Bayh was elected in November, 1962, and like every Hoosier of that era we can still sing the Bayh jingle:

Hey, look him over,
He’s your kind of guy.
His first name is Birch.
His last name is Bayh.

This assured that voters would at least know how to pronounce his name. But that’s not the real memory. Karen and I were engaged to be married in December, and she was taking a political science class at Indiana State University. I was working as a newspaper reporter in Vincennes. An option for her final paper was to interview the winning and losing candidates in a race, and we chose Bayh and his opponent, incumbent Homer Capehart. Both agreed to be interviewed post-election.

Capehart lost and invited us to lunch at his Daviess County farm. He was a most gracious host, especially when we discovered after a long interview that Karen’s tape recorder had misfired. As I recall, he said something like, “Let’s redo it.

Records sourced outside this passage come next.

Issue #9138, opened 2024-02-25
SDL3 Request: Date and Time API


namandixit:
It might be useful to provide an API for getting current date and time in a cross-platform manner. Some uses of this are:

1. Showing the date/time when a save game was made.
2. Printing the time of error in a log file.
3. Creating a unique, sortable name for screenshot files.
4. Showing the time when a multiplayer match started/ended.

Following is an (potentially incomplete) list of desirable APIs:

1. `SDL_TimeCurrent()`: A function to get current time (`SDL_Time`) in terms of seconds passed since some epoch, along with nanoseconds passed since last discrete second.
2. `SDL_TimePassed(new, old)`: A function to subtract two `SDL_Time`s that returns `SDL_Time_Passed`.
3. `SDL_TimeFormat()`: An equivalent to [`strftime`](https://man7.org/linux/man-pages/man3/strftime.3.html) to get the `SDL_Time` and `SDL_Time_Passed` in a human-readable string format.
4. _(optional)_ A function to revert the formatting in the above (i.e., string→`SDL_Time` or `SDL_Time_Passed`).

AntTheAlchemist:
Would also be useful for designing idle games.

slouken:
Adding to the 3.x milestone for consideration. @icculus, what are your thoughts?

Kontrabant:
Taking a swing at this.  Currently have RTC handling for all of the supported platforms except for PS2 (which looks like a huge pain), conversion to human readable UTC and local date/time for ease of use, and strftime is in progress. Still WIP and not ready for review yet, but underway.

Since the forthcoming filesystem code uses seconds since the Unix epoch, it's trivial to use the human readable `SDL_DateTime` conversion functions with filetimes as well.

https://github.com/Kontrabant/SDL/tree/sdl_rtc_functions

madebr:
How does it handle time zones and DST?

Kontrabant:
It leaves that up to the OS.  Timestamps are in UTC, and every platform (except for the 3DS) has functions to convert system timestamps to either UTC or the local date/time according to the system timezone (e.g. gmtime/localtime).

The 3DS clock is the exception, as it seems to basically be a digital watch, with no concept of time zones or DST, so there's nothing we can really do about it.

Kontrabant:
[...]

PR #9149, opened 2024-02-26
filesystem: First shot at SDL_FSops.

### LINKED ISSUE #8129: SDL3 filesystem API
People have asked for this for years, and it's probably worth adding it.

# The problem

Windows. Windows is the problem.

- Windows wants you to mess with UTF-16 strings for Unicode filepaths, everything else wants UTF-8.
- Windows wants you to use Win32 APIs, everything else uses POSIX.
- Windows wants you to use FILETIME (100-nanosecond increments since 1601), everything else uses POSIX (time_t, Unix epoch).
- Windows wants you to use `'\\'`, everything else uses `'/'`
- Windows has drive letters, everything else has mount points.
- Windows sorta has symlinks in modern times, many other things always do. But some things don't at all!

# The solution

We could do this as complicated as we want or just make a simple wrapper over mkdir, opendir, etc.

Relatively simple:

```c
typedef enum SDL_StatPathType
{
	SDL_STATPATHTYPE_REGULAR, /**< a normal file */
	SDL_STATPATHTYPE_DIRECTORY, /**< a directory */
	SDL_STATPATHTYPE_SYMLINK, /**< a symlink */
	SDL_STATPATHTYPE_OTHER /**< something completely different like a device */
} SDL_StatPathType;

typedef struct SDL_Stat
{
	Sint64 filesize;
	Sint64 modtime;
	Sint64 createtime;
	Sint64 accesstime;
	SDL_StatPathType filetype;
} SDL_Stat;

typedef struct SDL_DirectoryHandle SDL_DirectoryHandle;  // opaque

extern DECLSPEC const char * SDLCALL SDL_GetFilePathSeparator(void);  // "\\" or "/" 
extern DECLSPEC void SDLCALL SDL_FileTimeToWindows(Sint64 ftime, Uint32 *low, Uint32 *high);
extern DECLSPEC Sint64 SDLCALL SDL_FileTimeToUnix(Sint64 ftime);
extern DECLSPEC int SDLCALL SDL_StatPath(const char *path, SDL_Stat *statdata);
extern DECLSPEC int SDLCALL SDL_CreateDirectory(const char *path);
extern DECLSPEC int SDLCALL SDL_RemoveDirectory(const char *path);
extern DECLSPEC int SDLCALL SDL_RenameFile(const char *oldpath, const char *newpath);
extern DECLSPEC int SDLCALL SDL_DeleteFile(const char *path);
extern DECLSPEC SDL_DirectoryHandle *SDL_OpenDirectory(const char *path);
extern DECLSPEC char *SDL_ReadDirectory(SDL_DirectoryHandle *dir);
extern DECLSPEC void SDL_CloseDirectory(SDL_DirectoryHandle *dir);
```

Even this has a problem: there are legit errors one will want to check for without parsing SDL_GetError(), like mkdir() failed because the directory already existed? Or unlink() failed because the file didn't exist? That's totally recoverable by just carrying on. So we'll want to return something other than -1 or 0 for these, but that can be a whole can of worms.

We don't want to get to the point where this is exposes the entire system API (like...file permissions, etc), but in terms of complexity, there might be some value in simplifying a few things (RenameFile making efforts to copy the file transparently if crossing a filesystem boundary, DeleteFile being smart enough to remove a directory, a function that will delete a whole tree instead of individual nodes, etc). 

Do we want to mess with symlinks (making them and reading them)? I'm thinking no.

I don't necessarily think we should do an abstract interface like RWops ("look, I exposed my email inbox as a directory listing!"), but certainly PhysicsFS has made use of this idea to expose .zip files and other archives like filesystems, so I won't pretend the idea isn't useful, but just hiding the platform specifics and C runtime here might be a net positive and we call it a day without going wild.

Looking for feedback before I start on this in earnest.

icculus:
This is a first cut of an abstract filesystem API to match SDL_RWops.

Right now this only does a handful of things: make dirs, remove files/dirs, enumerates dirs, and `stat`s individual paths. It has an "open" method in case the abstract interface wants to generate a custom RWops, but the included implementation for the native filesystem just returns a standard SDL_RWopsFromFile() object.

This is a work in progress, but this might be close to all we want to do here.

This has been tested on Linux and Windows. Currently there are backends for Windows (Windows, WinRT, GDK), POSIX (almost everything else), and "dummy" (stub functions).

This is not implemented for unusual things like Nokia N-Gage, PS2, PSP, and Nintendo 3DS. If they can use the POSIX code, great, otherwise a new implementation isn't large, but I probably won't write these.

I am willing to make API changes and additions based on feedback here.

Fixes #8129.


src/filesystem/SDL_filesystem.c
```diff
@@ -0,0 +1,242 @@
...
+const char *SDL_GetFilePathSeparator(void)
+{
+    return PLATFORM_PATH_SEPARATOR;
+}
+
+void SDL_FileTimeToWindows(Sint64 ftime, Uint32 *low, Uint32 *high)
+{
+// !!! FIXME: check this math.
+    const Uint64 epoch_convert = 0x019DB1DED53E8000ull;
+    const Uint64 cvt = (Uint64) ((ftime + epoch_convert) * 10000000);
```
madebr, line 115: I think it needs to be:
```suggestion
    const Uint64 delta_1601_epoch_s = 11644473600; /* [seconds] (seconds between 1/1/1601 and 1/1/1970)*/
    const Uint64 cvt = (delta_1601_to_epoch_s + ftime) * 10000000ull; /* [100ns] */
```

```python
>>> import datetime
>>> int((datetime.datetime(year=1970, month=1, day=1) - datetime.datetime(year=1601, month=1, day=1)).total_seconds())
11644473600
```

include/SDL3/SDL_filesystem.h
```diff
@@ -236,6 +236,125 @@ typedef enum
...
+    SDL_STATPATHTYPE_OTHER /**< something completely different like a device node (not a symlink, those are always followed) */
+} SDL_StatPathType;
+
+typedef struct SDL_Stat
+{
+    SDL_StatPathType filetype;  /* is this a file? a dir? something else? */
+    Sint64 filesize;    /* size in bytes */
+    Sint64 modtime;     /* SDL filesystem timestamp */
+    Sint64 createtime;  /* SDL filesystem timestamp */
+    Sint64 accesstime;  /* SDL filesystem timestamp */
```
slouken, line 255: Why not use Uint64 for these?

include/SDL3/SDL_filesystem.h
```diff
@@ -236,6 +236,125 @@ typedef enum
...
+ * if fs is not NULL, this will call fs->closefs() (if closefs is not NULL), destroy fs->props, and then SDL_free(fs). You can use this
+ * with your own SDL_FSops implementations if that sequence of operations is correct.
+ */
+extern DECLSPEC void SDLCALL SDL_DestroyFilesystem(SDL_FSops *fs);
+
+
+/* some helper functions ... */
+
+/* returns "\\" or "/" etc. Read-only static data, don't free or modify! */
+extern DECLSPEC const char * SDLCALL SDL_GetFilePathSeparator(void);
```
slouken, line 349: I don't think we need this, we can assume '/' works for all modern operating systems.

include/SDL3/SDL_filesystem.h
icculus: Filesize can be -1 to signal it's unsupported by the implementation. But maybe that's not useful.

Timestamps can be negative, though: you can have timestamps that are before the epoch.

include/SDL3/SDL_filesystem.h
```diff
@@ -236,6 +236,125 @@ typedef enum
...
+ * Create an SDL_FSops that represents the native filesystem, treating `basedir` as
+ * the root of the tree. A NULL basedir is valid and gives you the actual root of the
+ * native filesystem.
+ *
+ * Enumerating root on Windows will give you available drive letters like they were directories,
+ * almost everything else assumes the root is a Unix "/" thing.
+ *
+ * Destroy this when done with SDL_DestroyFilesystem().
+ */
+extern DECLSPEC SDL_FSops * SDLCALL SDL_CreateFilesystem(const char *basedir);
```
slouken, line 326: Can you "../.." out of the basedir?

include/SDL3/SDL_filesystem.h
```diff
@@ -236,6 +236,125 @@ typedef enum
...
+    SDL_STATPATHTYPE_FILE, /**< a normal file */
+    SDL_STATPATHTYPE_DIRECTORY, /**< a directory */
+    SDL_STATPATHTYPE_OTHER /**< something completely different like a device node (not a symlink, those are always followed) */
+} SDL_StatPathType;
+
+typedef struct SDL_Stat
+{
+    SDL_StatPathType filetype;  /* is this a file? a dir? something else? */
+    Sint64 filesize;    /* size in bytes */
+    Sint64 modtime;     /* SDL filesystem timestamp */
```
slouken, line 253: What are the units for these, if I want to write my own filesystem implementation?

include/SDL3/SDL_filesystem.h
slouken: Maybe -1 for filesize should be documented? Or did I miss that?

slouken:
It might be worth going through the internal code and replacing readdir()/stat() with this, as part of this PR, to sanity check functionality and ease of use.

include/SDL3/SDL_filesystem.h
icculus: Currently, yes.

In PhysicsFS, we check all path strings to make sure there are no ".." directories included, so if someone used the library for mod support, the mod can't break out its confined space, but that wasn't something I was trying to do here, and it might be useful to allow relative paths that move outside the specified basedir anyhow.

include/SDL3/SDL_filesystem.h
slouken: Let's document it, since it's part of the ABI.

slouken: Actually, let's define it as NS since the epoch, so we're consistent with other timestamp sources in SDL and future proof for higher resolution timestamps in the future.

include/SDL3/SDL_filesystem.h
slouken: I think one of the first things people will do with a basedir is use it for mod support. We should prevent `..` out of the root.

src/filesystem/SDL_filesystem.c
icculus: 0x019DB1DED53E8000 is 116444736000000000, or 11644473600 times 10000000, so I probably should have had `(ftime * 10000000) + epoch_convert` (maybe?) but your patch is more clear than my code in any case.

madebr: Is epoch is in seconds right? No milliseconds. (I didn't read or try your code in detail yet)
You need to add seconds with seconds, and multiples of 100ns with multiples of 100ns.
So you can do `ftime * 10000000 +  116444736000000000` as well.
` 116444736000000000` is an offset, not a multiplier factor.

include/SDL3/SDL_filesystem.h
madebr: FYI, nanosecond resolution means a 64-bit signed overflow in 2261AD. For unsigned you need to add around 661 years. Should be safe?

include/SDL3/SDL_filesystem.h
icculus: It's not documented at the moment (and might not be a good idea at all).

include/SDL3/SDL_filesystem.h
icculus: If it's not safe, it'll be someone else's problem!  :)

icculus: > NS since the epoch

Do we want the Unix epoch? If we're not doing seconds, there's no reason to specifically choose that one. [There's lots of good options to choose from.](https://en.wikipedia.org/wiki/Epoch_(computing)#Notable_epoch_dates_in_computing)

I don’t have anything else to do now!” His kindness was almost enough to make us turn Republican.

We interviewed Bayh at his home in Terre Haute, where he and his wife Marvella were packing for Washington. Six-year-old Evan Bayh, later senator and Indiana governor, was running around unpacking boxes as quickly as his mother packed them, until she diverted him with a hot dog.

Karen got an A on her paper. I no longer remember what the candidates had to say, although the paper and partial tapes are still around somewhere.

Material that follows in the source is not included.